Apprendre le français pour apprendre à l’école ou pour exercer un métier dans un domaine spécifique dépasse en effet les limites de l’apprentissage d’une langue pour communiquer au quotidien. Selon Michel Verdelhan (2), le français de scolarisation (FLSCO ou FLScol) est la langue dans laquelle les enseignants expliquent les savoirs disciplinaires, c’est la langue qui accompagne et rend possible le travail de la pensée qui soutient l’appropria- tion des savoirs, c’est la langue des écrits spécifiques au monde scolaire, tels le résumé, la synthèse ou l’argu- mentation. C’est enfin la langue dans laquelle l’élève s’exerce, exécute des consignes, décode des énoncés… Bruno Maurer (3) ajoute que le FLSco est aussi une langue qui, au sein de la classe, fait appel à des compétences langagières essentielles pour l’émancipation de chaque apprenant : oser se confronter, argumenter, se justifier, expliciter ses accords et désaccords.
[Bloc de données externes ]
PR #637, opened 2023-12-06
Add wiki implementation of InnerSource portal pattern

rrrutledge:


patterns/2-structured/innersource-portal.md
```diff
@@ -78,6 +101,7 @@ A [reference implementation](https://github.com/SAP/project-portal-for-innersour
 * **Airbus** used the [SAP Portal](https://github.com/SAP/project-portal-for-innersource) as a Proof of Concept. It is now using the [Bazaar plugin](https://github.com/backstage/backstage/blob/master/plugins/bazaar/README.md) of [Backstage](https://backstage.io) as the latter became the official developer experience tool internally. It provides a convenient self-registering capability for all the divisions.
 * **Mercado Libre** use an instance of the [SAP portal](https://github.com/SAP/project-portal-for-innersource) to discover existing InnerSource projects within the organization.
 * **Mercedes-Benz** is [using](https://opensource.mercedes-benz.com/news/sponsor_innersource_commonsoss) the SAP reference implementation mentioned above for their InnerSource Portal.
+* **WellSky** has a simple _Confluence_ page were InnerSource and reusable projects are listed.
```
spier:
```suggestion
* **WellSky** has a simple _Confluence Wiki_ page were InnerSource and reusable projects are listed.
```

Suggesting to add this, to make it easier for readers to make the connection between this and the wiki implementation option that you added.

patterns/2-structured/innersource-portal.md
```diff
@@ -52,10 +52,33 @@ Key properties of the portal are:
...
+
+As a simple way to start, you can set aside a page on an internal wiki for listing out available projects.
+An easy way to display this information is in a table with columns giving just a little bit of extra information about the projects.
+Try to have just enough columns so that viewers can determine if they want to learn more about the project, but no more.
+Too much information will make the page overwhelming and difficult to use.
+
+Here is a sample set of columns:
+
+* **Name**.  Name of the project (optionally linked to its homepage).
+* **Brief Description**.
```
spier:
```suggestion
* **Brief Description**.  Explaining the purpose of the project (which problem does it solve?)
```

patterns/2-structured/innersource-portal.md
```diff
@@ -52,10 +52,33 @@ Key properties of the portal are:
...
+* **Technology Pre-requisites**.  You must use these technologies in order to on-board to the project.
+* **Getting Started**.  Link to instructions on how to start using the project.
+* **Chat**.  Link to a chat channel to ask questions about the project.
+* **Sponsoring Team**.  Seeing if a team is behind the project can help others to have the confidence to use it.
```
spier: I have seen "Maintaining Team" and "Host Team" for this in the ISC.

Is there a particular reason why you like "Sponsoring" better here?
e.g. are you worried that the "maintaining" emphasizes a notice of mine vs yours, and with that goes somewhat counter to the core idea of InnerSource?

patterns/2-structured/innersource-portal.md
```diff
@@ -52,10 +52,33 @@ Key properties of the portal are:
 
 When launching the portal, a communications campaign promoting the addition of InnerSource data files or meta-data to code repositories should be considered, to bolster the number of projects displayed within the portal.
 
+### Implementations
+
+
```
spier:
```suggestion
```

spier (changes requested):
Great stuff @rrrutledge!

This makes me want to find orgs that are using Backstage for this purpose, we know they exist, so that we can add this to your new Implementations section :)

patterns/2-structured/innersource-portal.md
```diff
@@ -52,10 +52,32 @@ Key properties of the portal are:
...
 
+### Implementations
+
+#### SAP Project Portal
+
 A [reference implementation](https://github.com/SAP/project-portal-for-innersource) of an InnerSource portal is available on GitHub and open for contributions. It lists all InnerSource projects of an organization in an interactive and easy to use way. Projects can self-register using a dedicated GitHub topic and provide additional metadata.
 
 ![Example of an InnerSource Portal](../../assets/img/portal-overview.png "Example of an InnerSource Portal")
 
+#### Wiki
```
spier, line 63: @rrrutledge I am assuming that this page is manually maintained?
i.e. teams would just come here and add a new row to the table?

Would it be worthwhile to describe somewhere at which point an org might outgrow this solution?
What the benefits of the manual approach are (to get started), and at which point that benefit turns into a problem?

There is room here to elaborate a bit on these points, to help people reason about which implementation to choose for their purposes. Doing this can be really hard, I know, especially for us folks that have looked at this problem space for so long already :)

rrrutledge: Good point - will try to have another “go” to incorporate this feedback.

patterns/2-structured/innersource-portal.md
rrrutledge: Changed to `Host` team.  Yes - maintainer has some connotation that goes against parts of InnerSource.

patterns/2-structured/innersource-portal.md
rrrutledge: OK - added some text.

rrrutledge (commented):
Addressed all feedback.  Thank you!

patterns/2-structured/innersource-portal.md
spier: Looks good!

spier (approved):
LGTM.

Let's deploy this, and see how the readers like it.

Who knows, maybe other patterns could benefit as well from splitting out such "Implementation" information into a separate section in the pattern.

spier:
Note:
This PR also adds a new "Implementation" section to this pattern, which complements the "Solution" and "Known Instances" section.

Will be interesting to see how this benefits our readers. Who knows, maybe other patterns could benefit as well from splitting out such "Implementation" information into a separate section in the pattern.

spier:
@rrrutledge this is live now! https://patterns.innersourcecommons.org/p/innersource-portal#implementations

The formatting of this new content in gitbook looks a bit strange. Apparently gitbook formats the h4 headers the same way as h3. Not a big deal though, let's just leave it as is for now.

PR #644, opened 2024-01-04
Fix Markdown Lint error

rrrutledge:
Add alt text

https://github.com/InnerSourceCommons/InnerSourcePatterns/actions/runs/7386496303/job/20093212394

### DIFF
--- a/README.md
+++ b/README.md
@@ -5,7 +5,7 @@
 # InnerSource Patterns
 
 <a href="https://patterns.innersourcecommons.org">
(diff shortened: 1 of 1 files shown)


spier:
This is an interesting one. I am not sure where this warning in the screenshot below came from all of a sudden, as I have not seen this before. Anyhow, doesn't hurt to fix it :)

Thanks for doing the fix!

Screenshot 2024-01-04 at 11 37 09

PR #653, opened 2024-02-13
Fix wording in transitioning-contractor-code-to-innersource-model.md

spier:
@zkoppert @claredillon I think there was a double negation introduced here that changed the meaning in the wrong way. At least the description in the "Problem" section that I am changing in this PR did not fit to what the "Patlet" says.

Also while we are talking about this, question to @gyehuda and @zkoppert:
Did you make any new experiences in this space that you can share?

We got another question about this area in Slack, so the topic of "agency code & InnerSource" could be relevant to explore a bit deeper.


zkoppert (approved):
Thanks for fixing! I don't have any new experience in this area to add.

En classe, Myriam et Blanche progressent bien, Yuliya plus difficilement. Myriam pourtant était allophone il y a peu, Blanche est bilingue et Yuliya francophone.
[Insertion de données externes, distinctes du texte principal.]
PR #668, opened 2024-03-24
chore: change either to any

jmeridth:
In its current context, there are 3 choices so `any` is more appropriate.  `either` is for binary decisions (between 2 choices).

### DIFF
--- a/patterns/2-structured/common-requirements.md
+++ b/patterns/2-structured/common-requirements.md
@@ -16,7 +16,7 @@ The common code in the shared repository isn't meeting the needs of all the proj
 * Someone (or some project) wrote the code in the first place and contributed it to the repository.
 * The common code is a small percentage of the overall deliverable from any of the projects.
 * Each project has its own delivery schedule, set of deliverables and customers.
-* This pattern applies in either of these situations:
+* This pattern applies in any of these situations:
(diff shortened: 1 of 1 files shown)


spier (approved):
Thank you for the fix. Hope you found it easy enough to figure out how to contribute?

Many of our patterns were written by contributors that speak English as a foreign language. So I am sure there are many more language/grammar improvements like this to be made 😃 

Thanks again!

jmeridth:
@spier Yes.  Contribution process was very easy. Thank you.  I'm re-reading the entire patterns book again and may have other PRs.  This one was the gateway PR and felt very nitpicky but thank you for merging it.  Cheers.

spier:
That's great @jmeridth. Looking forward to any and all contributions that you want to make. 

And no worry about nitpicking, if we really don't want to make a change that you are suggesting, we can just talk about that in any future PRs. No harm done, quite the opposite actually, as it is always great to have somebody with fresh eyes read our patterns again!

spier:
Btw your change is not live in https://patterns.innersourcecommons.org/p/common-requirements yet. Not sure how much delay we should expect there. Will confirm with the gitbook service (which is where we are hosting our book).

Le paradoxe du FLSco, dans le contexte de nos classes, est qu’un élève allophone peut être déjà tout à fait familiarisé avec ce niveau langagier dans sa langue d’origine alors que des élèves francophones issus de milieux plus fragiles peuvent en être très éloignés. Pour l’élève allophone en phase avec les codes scolaires, le défi sera d’acquérir le français pour traduire ce qu’il sait déjà… Face à l’élève francophone fragilisé par une méconnaissance de ces codes, la difficulté pour l’enseignant sera de percevoir qu’au-delà de l’usage d’une langue familière, cet élève devra intérioriser une manière de penser, de s’exprimer, d’analyser, de se mettre à distance, ce qui, pour lui, relève pratiquement de l’apprentissage d’une langue étrangère.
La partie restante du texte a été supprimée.